== What is needed ==
Here the job is to return only the lines of the material, exactly, from the first one to the line with "1. Add a filter".

- Opening Delimiter -

PR #4506, opened 2023-03-20
Update autoscaler related annotations and Add filter to node-group-auto-discovery arg

zhouke1991:
1. Add a filter "namespace" for autoscaler arg "--node-group-auto-discovery". Otherwise, in the case of creating a cluster but not in the default namespace, autoscaler can't find the node group.
2. These two annotations have been deprecated since v1.25.0, use new annotations.
```
deprecated:
cluster.k8s.io/cluster-api-autoscaler-node-group-max-size: "5"
cluster.k8s.io/cluster-api-autoscaler-node-group-min-size: "0"

new:
cluster.x-k8s.io/cluster-api-autoscaler-node-group-max-size: "5"
cluster.x-k8s.io/cluster-api-autoscaler-node-group-min-size: "0"
```
3. Since scale-from-zero feature checked in: https://github.com/kubernetes/autoscaler/pull/4840/files we need to add get/list privilege into ClusterRole.

### DIFF
--- a/providers/ytt/03_customizations/autoscaler/autoscaler_overlay.yaml
+++ b/providers/ytt/03_customizations/autoscaler/autoscaler_overlay.yaml
@@ -10,8 +10,8 @@ kind: MachineDeployment
 metadata:
   #@overlay/match missing_ok=True
   annotations:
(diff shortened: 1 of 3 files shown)


zhouke1991:
//usebom:v2.2.0-zshippable/tkg-compatibility:v16

wjun (approved):
LGTM.

PR #4511, opened 2023-03-22
enhance output instuction when creating cc cluster with legacy config

hongtaiwang:

When creating cluster using cluster yaml, the validation does not read configurations from the yaml context. So if none custom flags are explicitly set in this step, tanzu cli will validate with defualt value

ALL customized flags are required to set when creating cluster with a cc cluster yaml.

Fixes #

### Release note

```release-note

```

### DIFF
--- a/tkg/client/cluster.go
+++ b/tkg/client/cluster.go
@@ -180,7 +180,7 @@ func (c *TkgClient) CreateCluster(options *CreateClusterOptions, waitForCluster 
 			// If `features.cluster.auto-apply-generated-clusterclass-based-configuration` feature-flag is not activated
 			// log command to use to create cluster using ClusterClass based config file and return
 			if !c.IsFeatureActivated(constants.FeatureFlagAutoApplyGeneratedClusterClassBasedConfiguration) {
-				log.Warningf("\nTo create a cluster with it, use")
+				log.Warningf("\nTo create a cluster with it, please use the following command together with all customized flags set in the last step. e.g. --tkr, -v")
 				log.Warningf("    tanzu cluster create --file %v", configFilePath)
 				return false, nil
 			}
--- a/tkg/client/cluster_test.go
+++ b/tkg/client/cluster_test.go
@@ -403,7 +403,7 @@ ova: []
 
 				result := captureOutput(*tkgClient, options, false)
 				Expect(result).To(ContainSubstring("Legacy configuration file detected. The inputs from said file have been converted into the new Cluster configuration"))
-				Expect(result).To(ContainSubstring("To create a cluster with it, use"))
+				Expect(result).To(ContainSubstring("To create a cluster with it, please use the following command together with all customized flags set in the last step. e.g. --tkr, -v"))
 			})
 
 		})


tkg/client/cluster.go
```diff
@@ -180,7 +180,7 @@ func (c *TkgClient) CreateCluster(options *CreateClusterOptions, waitForCluster
 			// If `features.cluster.auto-apply-generated-clusterclass-based-configuration` feature-flag is not activated
 			// log command to use to create cluster using ClusterClass based config file and return
 			if !c.IsFeatureActivated(constants.FeatureFlagAutoApplyGeneratedClusterClassBasedConfiguration) {
-				log.Warningf("\nTo create a cluster with it, use")
+				log.Warningf("\nTo create a cluster with it, please use the following command together with customize flags like --tkr, -v, etc.")
```
wjun, line 183: Please provide more context why these customize flags are required.

hongtaiwang: Indeed, all customized flags are required.
When creating cluster using cluster yaml, the validation does not read configurations from the yaml context. So if none custom flags are explicitly set in this step, tanzu cli will validate with defualt value

hongtaiwang: updated the wording to make it more clear

tkg/client/cluster.go
```diff
@@ -180,7 +180,7 @@ func (c *TkgClient) CreateCluster(options *CreateClusterOptions, waitForCluster
 			// If `features.cluster.auto-apply-generated-clusterclass-based-configuration` feature-flag is not activated
 			// log command to use to create cluster using ClusterClass based config file and return
 			if !c.IsFeatureActivated(constants.FeatureFlagAutoApplyGeneratedClusterClassBasedConfiguration) {
-				log.Warningf("\nTo create a cluster with it, use")
+				log.Warningf("\nTo create a cluster with it, please use the following command together with all customized flags set in the last step. e.g. --tkr, -v")
```
xiujuanx, line 183: @hongtaiwang may I know why the feature gate `auto-apply-generated-clusterclass-based-configuration` must to to be enabled when create a cluster with a kubernetes-style yaml file? 
As far as I know, when create a classy workload-cluster with k8s-style yaml file, code logic will not go here. It should be go into here: https://github.com/vmware-tanzu/tanzu-framework/blob/main/tkg/client/cluster.go#L147-L156. So enable this feature gate with a k8s-style yaml file may not make sense.

Also the error is reported by the user is more like a mapping error for `VSPHERE_TEMPLATE` var. At the first step, user specifies `--tkr v1.23.16---vmware.1-tkg.2`, but why the value of this var is parsed to be `/TSV_DC/vm/ubuntu_temp_v1.23.16`? What's the correct template name for v1.23.16---vmware.1-tkg.2 tkr?

BTW, the `-v` is used for debugging AFAIK, so may it's not necessary. Or does it do something else?

hongtaiwang: better to have a zoom call to carify this:)

wjun (approved):
LGTM.

PR #4514, opened 2023-03-22
Extract common PinnipedInfo struct so that it can be used everywhere

joshuatcasey:

Extract common PinnipedInfo struct so that it can be used everywhere

Ran unit tests for changed modules. Not all unit tests can be run locally due to some configuration required.

### DIFF
--- a/cli/core/go.mod
+++ b/cli/core/go.mod
@@ -7,6 +7,7 @@ replace (
 	github.com/vmware-tanzu/tanzu-framework/apis/run => ../../apis/run
 	github.com/vmware-tanzu/tanzu-framework/capabilities/client => ../../capabilities/client
 	github.com/vmware-tanzu/tanzu-framework/cli/runtime => ../runtime
+	github.com/vmware-tanzu/tanzu-framework/pinniped-components/common => ../../pinniped-components/common
 )
 
 require (
@@ -38,6 +39,7 @@ require (
 	github.com/vmware-tanzu/tanzu-framework/apis/cli v0.0.0-00010101000000-000000000000
 	github.com/vmware-tanzu/tanzu-framework/capabilities/client v0.0.0-00010101000000-000000000000
 	github.com/vmware-tanzu/tanzu-framework/cli/runtime v0.0.0-00010101000000-000000000000
+	github.com/vmware-tanzu/tanzu-framework/pinniped-components/common v0.0.0-00010101000000-000000000000
 	go.uber.org/multierr v1.6.0
 	golang.org/x/mod v0.8.0
 	golang.org/x/oauth2 v0.3.0
--- a/cli/core/pkg/auth/tkg/cluster_pinniped_info.go
+++ b/cli/core/pkg/auth/tkg/cluster_pinniped_info.go
@@ -19,24 +19,12 @@ import (
 	clientcmdapi "k8s.io/client-go/tools/clientcmd/api"
 
 	netutil "github.com/vmware-tanzu/tanzu-framework/cli/core/pkg/auth/utils/net"
+	"github.com/vmware-tanzu/tanzu-framework/pinniped-components/common/pkg/pinnipedinfo"
 )
 
 const (
 	KubePublicNamespace = "kube-public"
 )
-
-// PinnipedConfigMapInfo defines the fields of pinniped-info configMap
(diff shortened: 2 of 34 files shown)


benjaminapetersen (approved):
So far so good. One step toward de-duplication of some of the Pinniped bits scattered around.

benjaminapetersen:
In addition to extracting the PinnipedInfo struct, this is really setting the stage for further refactors, removing other duplicate code, and avoiding future code duplication as we add additional features to the various CLI components (cluster, managementcluster, login and context) to support future IAM work.  This might be helpful context, possibly to add to the description.

cli/core/go.mod
```diff
@@ -38,6 +39,7 @@ require (
 	github.com/vmware-tanzu/tanzu-framework/apis/cli v0.0.0-00010101000000-000000000000
 	github.com/vmware-tanzu/tanzu-framework/capabilities/client v0.0.0-00010101000000-000000000000
 	github.com/vmware-tanzu/tanzu-framework/cli/runtime v0.0.0-00010101000000-000000000000
+	github.com/vmware-tanzu/tanzu-framework/pinniped-components/common v0.0.0-00010101000000-000000000000
```
benjaminapetersen, line 42: Fake `version v0.0.0-00010101000000-000000000000` in our `require` so the `replace` can use the local.  We do intend to pick up the extraction of the whole `/pinniped-components` directory at some point. Not sure what the timeline is for eviction from TF at this point.

benjaminapetersen: I'll tag @prkalle since we have been discussing this topic as of late.

benjaminapetersen: I believe @jmoroski is overseeing the whole TF refactor and eviction effort, perhaps also interested in what we are doing here.  (see description & one of my other comments for summary).

cli/core/pkg/auth/tkg/cluster_pinniped_info.go
```diff
@@ -19,25 +19,13 @@ import (
 	clientcmdapi "k8s.io/client-go/tools/clientcmd/api"
 
 	netutil "github.com/vmware-tanzu/tanzu-framework/cli/core/pkg/auth/utils/net"
+	"github.com/vmware-tanzu/tanzu-framework/pinniped-components/common/pkg/pinnipedinfo"
```
benjaminapetersen, line 22: I'll be honest, with our `require/replace` and definition of a new module in `pinniped-components/common` I find the full path required in these other files odd.  I'm sure this will be resolved when the time comes to move this code to a separate repo.

cli/core/go.mod
benjaminapetersen: If other code (`cli plugins` or `cli core commands`, etc) move out of TF before `/pinniped-components` does, but then references our `<TF>/pinniped-components` I wonder if we have a risk of circular dependency.

cli/core/pkg/auth/tkg/cluster_pinniped_info.go
```diff
@@ -114,7 +102,7 @@ func GetClusterInfoFromCluster(clusterAPIServerURL, configmapName string) (*clie
 // 'discoveryPort' is used to optionally override the port used for discovery. This may be needed on setups that expose
 // discovery information to unauthenticated users on a different port (for instance, to avoid the need to anonymous auth
 // on the apiserver). By default, the endpoint from the cluster-info is used.
-func GetPinnipedInfoFromCluster(clusterInfo *clientcmdapi.Cluster, discoveryPort *int) (*PinnipedConfigMapInfo, error) {
+func GetPinnipedInfoFromCluster(clusterInfo *clientcmdapi.Cluster, discoveryPort *int) (*pinnipedinfo.PinnipedInfo, error) {
```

- Closing Delimiter -

== Final answer ==
PR #4506, opened 2023-03-20
Update autoscaler related annotations and Add filter to node-group-auto-discovery arg

zhouke1991:
1. Add a filter "namespace" for autoscaler arg "--node-group-auto-discovery". Otherwise, in the case of creating a cluster but not in the default namespace, autoscaler can't find the node group.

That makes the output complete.